According to 2011 census, Mettupalayam had a population of 69,213 with a sex-ratio of 1,022 females for every 1,000 males, much above the national average of 929. A total of 6,808 were under the age of six, constituting 3,543 males and 3,265 females. Scheduled Castes and Scheduled Tribes accounted for 14.76% and 0.08% of the population respectively. The average literacy of the town was 77.11%, compared to the national average of 72.99%. The town had a total of 18,423 households. There were a total of 26,595 workers, comprising 147 cultivators, 437 main agricultural labourers, 704 in house hold industries, 23,870 other workers, 1,437 marginal workers, 8 marginal cultivators, 60 marginal agricultural labourers, 92 marginal workers in household industries and 1,277 other marginal workers.

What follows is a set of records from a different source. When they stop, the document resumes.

PR #2236, opened 2020-04-27
Fix the default dns assignment issue of `metadata.generateName`

### LINKED ISSUE #1783: Support `metadata.generateName` as alternative to `metadata.name`
**What happened**:
I tried to create a shoot with generated name and got an error.
```
apiVersion: garden.sapcloud.io/v1beta1
kind: Shoot
metadata:
  generateName: prefix  <-------------
  annotations:
    garden.sapcloud.io/purpose: evaluation
spec: <shoot spec>
```

```
error: error when retrieving current configuration of:
Resource: "garden.sapcloud.io/v1beta1, Resource=shoots", GroupVersionKind: "garden.sapcloud.io/v1beta1, Kind=Shoot"
Name: "", Namespace: "<project-namespace>"
Object: ...
from server for: "generate-shoot-name/shoot.yml": resource name may not be empty
```

I expected to get a Shoot whose name is generated with "prefix" as a prefix.

1. Login to the Gardener Dashboard
1. Click the "+" sign to create a Shoot
1. Switch to YAML tab
1. remove `metadata.name` and replace it with a `metadata.generateName` key

**Environment**:

- Gardener version: 1.35.4
- Kubernetes version (use `kubectl version`): n/a
- Cloud provider or hardware configuration: n/a
- Others:

swapnilgm:
- - Shoot name length limit restriction is applied on `generateName` with random suffix length fixed to 5 as in the kubernetes. 
- Default DNS  name is generated using same name generator for shoot. But it will differ from generated shoot name, cause the generated name is not available at the time DNS admission. And generator function will generate different name in each attempt, So, Dns name and shoot name will differ. Currently i don't see the good way to sync these two. Suggestions are welcome.

Fixes #1783 

**Release note**:

```improvement operator
Issues for Shoot with `metadata.generateName` are fixed. Shoot name length limit restriction is applied on `generateName` with random suffix length fixed to 5 as in the kubernetes. Default DNS  name is generated using same name generator for shoot. ⚠️ But it will differ from generated shoot name.  
```

### DIFF
--- a/plugin/pkg/shoot/dns/admission.go
+++ b/plugin/pkg/shoot/dns/admission.go
@@ -29,6 +29,7 @@ import (
 	coreinformers "github.com/gardener/gardener/pkg/client/core/informers/internalversion"
 	corelisters "github.com/gardener/gardener/pkg/client/core/listers/core/internalversion"
 	"github.com/gardener/gardener/pkg/operation/common"
+	gardenerutils "github.com/gardener/gardener/pkg/utils"
 	admissionutils "github.com/gardener/gardener/plugin/pkg/utils"
 
 	corev1 "k8s.io/api/core/v1"
@@ -289,6 +290,13 @@ func assignDefaultDomainIfNeeded(shoot *core.Shoot, projectLister corelisters.Pr
 		if shootDomain != nil && strings.HasSuffix(*shootDomain, "."+domain) {
 			// Check that the specified domain matches the pattern for default domains, especially in order
 			// to prevent shoots from "stealing" domain names for shoots in other projects
+			if len(shoot.GenerateName) > 0 && (len(shoot.Name) == 0 || strings.HasPrefix(shoot.Name, shoot.GenerateName)) {
+				// Case where shoot name is generated or to be generated
+				if !strings.HasSuffix(*shootDomain, fmt.Sprintf(".%s.%s", project.Name, domain)) {
+					return apierrors.NewBadRequest("shoot with 'metadata.generateName' uses a default domain but does not match expected scheme: <random-subdomain>.<project-name>.<default-domain>")
+				}
+				return nil
+			}
 			if *shootDomain != fmt.Sprintf("%s.%s.%s", shoot.Name, project.Name, domain) {
 				return apierrors.NewBadRequest("shoot uses a default domain but does not match expected scheme: <shoot-name>.<project-name>.<default-domain>")
 			}
@@ -301,7 +309,14 @@ func assignDefaultDomainIfNeeded(shoot *core.Shoot, projectLister corelisters.Pr
 			if shoot.Spec.DNS == nil {
 				shoot.Spec.DNS = &core.DNS{}
 			}
-			generatedDomain := fmt.Sprintf("%s.%s.%s", shoot.Name, project.Name, domain)
+			shootDNSName := shoot.Name
+			if len(shoot.Name) == 0 && len(shoot.GenerateName) > 0 {
+				shootDNSName, err = gardenerutils.GenerateRandomStringFromCharset(len(shoot.GenerateName)+5, "0123456789abcdefghijklmnopqrstuvwxyz")
+				if err != nil {
+					return apierrors.NewInternalError(err)
+				}
+			}
+			generatedDomain := fmt.Sprintf("%s.%s.%s", shootDNSName, project.Name, domain)
 			shoot.Spec.DNS.Domain = &generatedDomain
 			return nil
 		}
--- a/plugin/pkg/shoot/dns/admission_test.go
+++ b/plugin/pkg/shoot/dns/admission_test.go
@@ -471,6 +471,91 @@ var _ = Describe("dns", func() {
 
 				Expect(err).To(MatchError(apierrors.NewBadRequest("shoot domain field .spec.dns.domain must be set if provider != unmanaged and assigned to a seed which does not disable DNS")))
 			})
+
+			Context("#Shoot GenerateName used", func() {
+				BeforeEach(func() {
+					shoot.Name = ""
+					shoot.GenerateName = "demo-"
+				})
+
+				It("should set different default domain for multiple shoots with same generate name", func() {
+					shootCopy := shoot.DeepCopy()
+
+					Expect(kubeInformerFactory.Core().V1().Secrets().Informer().GetStore().Add(&defaultDomainSecret)).To(Succeed())
+					Expect(coreInformerFactory.Core().InternalVersion().Projects().Informer().GetStore().Add(&project)).To(Succeed())
+					Expect(coreInformerFactory.Core().InternalVersion().Seeds().Informer().GetStore().Add(&seed)).To(Succeed())
+					attrs := admission.NewAttributesRecord(&shoot, nil, core.Kind("Shoot").WithVersion("version"), shoot.Namespace, shoot.Name, core.Resource("shoots").WithVersion("version"), "", admission.Create, &metav1.CreateOptions{}, false, nil)
+
+					err := admissionHandler.Admit(context.TODO(), attrs, nil)
+					Expect(err).To(Not(HaveOccurred()))
+
+					Expect(kubeInformerFactory.Core().V1().Secrets().Informer().GetStore().Add(&defaultDomainSecret)).To(Succeed())
+					Expect(coreInformerFactory.Core().InternalVersion().Projects().Informer().GetStore().Add(&project)).To(Succeed())
+					Expect(coreInformerFactory.Core().InternalVersion().Seeds().Informer().GetStore().Add(&seed)).To(Succeed())
+					attrs = admission.NewAttributesRecord(shootCopy, nil, core.Kind("Shoot").WithVersion("version"), shootCopy.Namespace, shootCopy.Name, core.Resource("shoots").WithVersion("version"), "", admission.Create, &metav1.CreateOptions{}, false, nil)
+
+					err = admissionHandler.Admit(context.TODO(), attrs, nil)
+
+					Expect(err).To(Not(HaveOccurred()))
+
+					Expect(*shoot.Spec.DNS.Domain).NotTo(Equal(*shootCopy.Spec.DNS.Domain))
+				})
+
+				It("should generate a default domain with shoot name for the shoot (no domain)", func() {
+					shoot.Name = "foo"
+					Expect(kubeInformerFactory.Core().V1().Secrets().Informer().GetStore().Add(&defaultDomainSecret)).To(Succeed())
+					Expect(coreInformerFactory.Core().InternalVersion().Projects().Informer().GetStore().Add(&project)).To(Succeed())
+					Expect(coreInformerFactory.Core().InternalVersion().Seeds().Informer().GetStore().Add(&seed)).To(Succeed())
+					attrs := admission.NewAttributesRecord(&shoot, nil, core.Kind("Shoot").WithVersion("version"), shoot.Namespace, shoot.Name, core.Resource("shoots").WithVersion("version"), "", admission.Create, &metav1.CreateOptions{}, false, nil)
+
+					err := admissionHandler.Admit(context.TODO(), attrs, nil)
+
+					Expect(err).NotTo(HaveOccurred())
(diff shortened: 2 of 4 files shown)


rfranzke:
Converting to "draft PR" as it has "WIP" label

plugin/pkg/shoot/validator/admission.go
```diff
@@ -200,8 +200,16 @@ func (v *ValidateShoot) Admit(ctx context.Context, a admission.Attributes, o adm
 		// project name. These checks should only be performed for CREATE operations (we do not want to reject changes to existing
 		// Shoots in case the limits are changed in the future).
 		var lengthLimit = 21
-		if len(project.Name+shoot.Name) > lengthLimit {
-			return apierrors.NewBadRequest(fmt.Sprintf("the length of the shoot name and the project name must not exceed %d characters (project: %s; shoot: %s)", lengthLimit, project.Name, shoot.Name))
+		//TODO: Check if this is still the case. Document the resource naming convention on infra and related limits.
```
rfranzke: Yes, this is still the case. :)

plugin/pkg/shoot/dns/admission.go
```diff
@@ -301,7 +302,11 @@ func assignDefaultDomainIfNeeded(shoot *core.Shoot, projectLister corelisters.Pr
 			if shoot.Spec.DNS == nil {
 				shoot.Spec.DNS = &core.DNS{}
 			}
-			generatedDomain := fmt.Sprintf("%s.%s.%s", shoot.Name, project.Name, domain)
+			shootName := shoot.Name
+			if len(shoot.Name) == 0 && len(shoot.GenerateName) > 0 {
+				shootName = shootregistry.Strategy.NameGenerator.GenerateName(shoot.GenerateName)
```
rfranzke: Hm, this name might be different from the name of the actual shoot later on, right? The `GenerateName()` function will be executed again and probably generate a different result?
Should we simply compute a random string here instead of using `.metadata.generateName`?

plugin/pkg/shoot/validator/admission.go
```diff
@@ -200,8 +200,16 @@ func (v *ValidateShoot) Admit(ctx context.Context, a admission.Attributes, o adm
...
+		if len(shoot.Name) == 0 && len(shoot.GenerateName) > 0 {
+			var randomLength = 5
+			if len(project.Name+shoot.GenerateName) > lengthLimit-randomLength {
```
rfranzke, line 205: Looks good!

rfranzke (commented):
Why there is an empty commit "https://github.com/gardener/gardener/pull/2236/commits/eedf4de620a742fbfacc5e97a67401d88e493910"?

Also, please add test cases. :)

plugin/pkg/shoot/dns/admission.go
swapnilgm: > Hm, this name might be different from the name of the actual shoot later on, right? The `GenerateName()` function will be executed again and probably generate a different result?

Yes. Correct. I digged in check for different hooks on resource admission, but didn't find any solution to get Object with generateName or atleast exact generated name of shoot. 

> Should we simply compute a random string here instead of using `.metadata.generateName`?

Bringing this discussion up was one of the reason for marking this PR WIP. I'm fine with generating random string here itself with generateName prefix. But i thought using name generator would be better idea. Since it will try to follow the same pattern for Shoot name. And it will be single point of code change, if we feel like introducing separate implementation of name generator considering the name validation is dependent on project name.

Do you still want me to change it?

rfranzke: Not sure, I'd be confused as end-user if my shoot name ends up with `shoot-foo12` but the DNS is `shoot-bar89`. Then it'd be better to simply call the DNS name `asdjnjknasd28` instead of tampering with the shoot name.
I don't get the point wrt "single point of code change" - what do you mean by that?

swapnilgm: Makes sense. Then I will generate random string.

>I don't get the point wrt "single point of code change" - what do you mean by that?
Ignore it.

plugin/pkg/shoot/dns/admission.go
```diff
@@ -289,6 +290,13 @@ func assignDefaultDomainIfNeeded(shoot *core.Shoot, projectLister corelisters.Pr
 		if shootDomain != nil && strings.HasSuffix(*shootDomain, "."+domain) {
 			// Check that the specified domain matches the pattern for default domains, especially in order
 			// to prevent shoots from "stealing" domain names for shoots in other projects
+			if len(shoot.GenerateName) > 0 && (len(shoot.Name) == 0 || strings.HasPrefix(shoot.Name, shoot.GenerateName)) {
```
rfranzke, line 293: Hm, what is the second case here (`strings.HasPrefix(shoot.Name, shoot.GenerateName)`)? Can you explain? If both `.metadata.generateName` and `metadata.name` are specified then `.metadata.name` will win (i.e., we would have to execute the below/already existing check). What is the `HasPrefix` case?

plugin/pkg/shoot/dns/admission.go
```diff
@@ -301,7 +309,15 @@ func assignDefaultDomainIfNeeded(shoot *core.Shoot, projectLister corelisters.Pr
 			if shoot.Spec.DNS == nil {
 				shoot.Spec.DNS = &core.DNS{}
 			}
-			generatedDomain := fmt.Sprintf("%s.%s.%s", shoot.Name, project.Name, domain)
+			shootDNSName := shoot.Name
+			if len(shoot.Name) == 0 && len(shoot.GenerateName) > 0 {
+				random, err := gardenerutils.GenerateRandomStringFromCharset(15, "0123456789abcdefghijklmnopqrstuvwxyz")
```
rfranzke: Why "15"? Shouldn't it be `len(shoot.GenerateName)+5`?

plugin/pkg/shoot/dns/admission.go
```diff
@@ -301,7 +309,15 @@ func assignDefaultDomainIfNeeded(shoot *core.Shoot, projectLister corelisters.Pr
...
+				if err != nil {
+					return apierrors.NewInternalError(err)
+				}
+				shootDNSName = fmt.Sprintf("shoot-%s", random)
```
rfranzke: I don't think we need this prefix here. let's just take the random name computed above.

plugin/pkg/shoot/validator/admission.go
```diff
@@ -200,8 +200,15 @@ func (v *ValidateShoot) Admit(ctx context.Context, a admission.Attributes, o adm
 		// project name. These checks should only be performed for CREATE operations (we do not want to reject changes to existing
 		// Shoots in case the limits are changed in the future).
 		var lengthLimit = 21
-		if len(project.Name+shoot.Name) > lengthLimit {
-			return apierrors.NewBadRequest(fmt.Sprintf("the length of the shoot name and the project name must not exceed %d characters (project: %s; shoot: %s)", lengthLimit, project.Name, shoot.Name))
+		if len(shoot.Name) == 0 && len(shoot.GenerateName) > 0 {
+			var randomLength = 5
+			if len(project.Name+shoot.GenerateName) > lengthLimit-randomLength {
+				return apierrors.NewBadRequest(fmt.Sprintf("the length of the shoot generateName and the project name must not exceed %d characters (project: %s; shoot with generateName: %s)", lengthLimit, project.Name, shoot.GenerateName))
```
```suggestion
				return apierrors.NewBadRequest(fmt.Sprintf("the length of the shoot generateName and the project name must not exceed %d characters (project: %s; shoot with generateName: %s)", lengthLimit-randomLength, project.Name, shoot.GenerateName))
```

rfranzke (changes requested):
Can you also rebase (probably you have to update 1.14) and make the CI happy?

rfranzke:
/kind/enhancement

plugin/pkg/shoot/dns/admission.go
swapnilgm: No specific calculation to reach this number. We can reduce or increase. I am not aware of any restriction on DNS subdomain. I picked it at random but reasonably safe. Just didn't thought too long random dns name is not needed. but too small will limit the range of unique DNS name.

Generatename and DNS subdomain don't have dependency anyways. So i didn't get why do you expect this to dependent on len(GenerateName)?

rfranzke: > Generatename and DNS subdomain don't have dependency anyways. So i didn't get why do you expect this to dependent on len(GenerateName)?

No specific reason, it doesn't matter too much. It just feels more natural to have the length similar to the length of the shoot name instead of arbitrarily choosing `15`

plugin/pkg/shoot/dns/admission.go
swapnilgm: >If both .metadata.generateName and metadata.name are specified then .metadata.name will win (i.e., we would have to execute the below/already existing check)

It's the precise case.  This hasPrefix check guarantees that, even if generateName is specifed and Shoot name is not generated then go for string domain scheme, where ShootName should match.
```
Shoot.Name ="bar-23"
Shoot.GenerateName = "foo-"
```

It for the case, where shoot  name and shoot generateName both are specified but shoot name isn't generated 

For the case, in update call,
```
Shoot.Name ="foo-23"
Shoot.GenerateName = "foo-"
```
We can't differentiate whether the Shoot.Name is generated or user specified, so domain may or may not have ShootName.So, we apply check till project name and not shoot name.

rfranzke: OK, understood, thanks, makes sense. 👍

swapnilgm:
@rfranzke  Thanks for review. I have addressed the comment. PTAL.
Locally the `make verify` runs without error. PR don't have any changes to go.mod.
But ci job is failing with following error: 
```
> Generate
go: inconsistent vendoring in /go/src/github.com/gardener/gardener:
	golang.org/x/tools@v0.0.0-20200428211428-0c9eba77bc32: is explicitly required in go.mod, but vendor/modules.txt indicates golang.org/x/tools@v0.0.0-20200408032209-46bd65c8538f

run 'go mod vendor' to sync, or use -mod=mod or -mod=readonly to ignore the vendor directory
```
Is vendoring on master broken? - Doesn't look like so. `Make revendor ` also had no change on go.mod or go.sum. 

Not sure whats wrong with ci build environment. Any quick hint would be nice.

rfranzke:
Can you run `make install-requirements revendor verify`?

plugin/pkg/shoot/dns/admission_test.go
```diff
@@ -471,6 +471,91 @@ var _ = Describe("dns", func() {
...
+					Expect(kubeInformerFactory.Core().V1().Secrets().Informer().GetStore().Add(&defaultDomainSecret)).To(Succeed())
+					Expect(coreInformerFactory.Core().InternalVersion().Projects().Informer().GetStore().Add(&project)).To(Succeed())
+					Expect(coreInformerFactory.Core().InternalVersion().Seeds().Informer().GetStore().Add(&seed)).To(Succeed())
+					attrs = admission.NewAttributesRecord(shootCopy, nil, core.Kind("Shoot").WithVersion("version"), shootCopy.Namespace, shootCopy.Name, core.Resource("shoots").WithVersion("version"), "", admission.Create, &metav1.CreateOptions{}, false, nil)
+
+					err = admissionHandler.Admit(context.TODO(), attrs, nil)
+
+					Expect(err).To(Not(HaveOccurred()))
+
+					Expect(*shoot.Spec.DNS.Domain).NotTo(Equal(*shootCopy.Spec.DNS.Domain))
```
rfranzke, line 501: Shouldn't this here be a separate test (in a separate `It()`)?

rfranzke (commented):
Nit in the test

plugin/pkg/shoot/dns/admission_test.go
swapnilgm: No. It's a single test. Are you interpreting line 484 to 490 and line 490 to 501 different  `IT` cases?

rfranzke: I see, forget my comment. Understood now. Thanks!

rfranzke:
Can you please rebase and squash the commits?

swapnilgm:
Done.

rfranzke (approved):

As per the religious census of 2011, Mettupalayam had 69.24% Hindus, 25.65% Muslims, 4.84% Christians, 0.02% Sikhs, 0.15% Jains, 0.04% following other religions and 0.05% following no religion or did not indicate any religious preference.

Politics
Mettupalayam (State Assembly Constituency) is part of Coimbatore (Lok Sabha constituency).

Transport

The Nilgiri Mountain Railway which connects Mettupalayam railway station with Udagamandalam (Ooty) is a UNESCO World Heritage Site. Nilgiri Express connects Mettupalayam to capital Chennai via Coimbatore. Mettupalayam is situated at the base of Nilgiri Hills and hence is the starting point for the Ghat Roads. MEMU express special trains are operated between Coimbatore junction and Mettupalayam daily. Coimbatore is 35 km by road from Mettupalayam and the nearest airport is Coimbatore International Airport. There is proposal for a bypass road from Sulur Kangeyampalayam via neelambur for Mettupalayam via odanthurai to Ooty.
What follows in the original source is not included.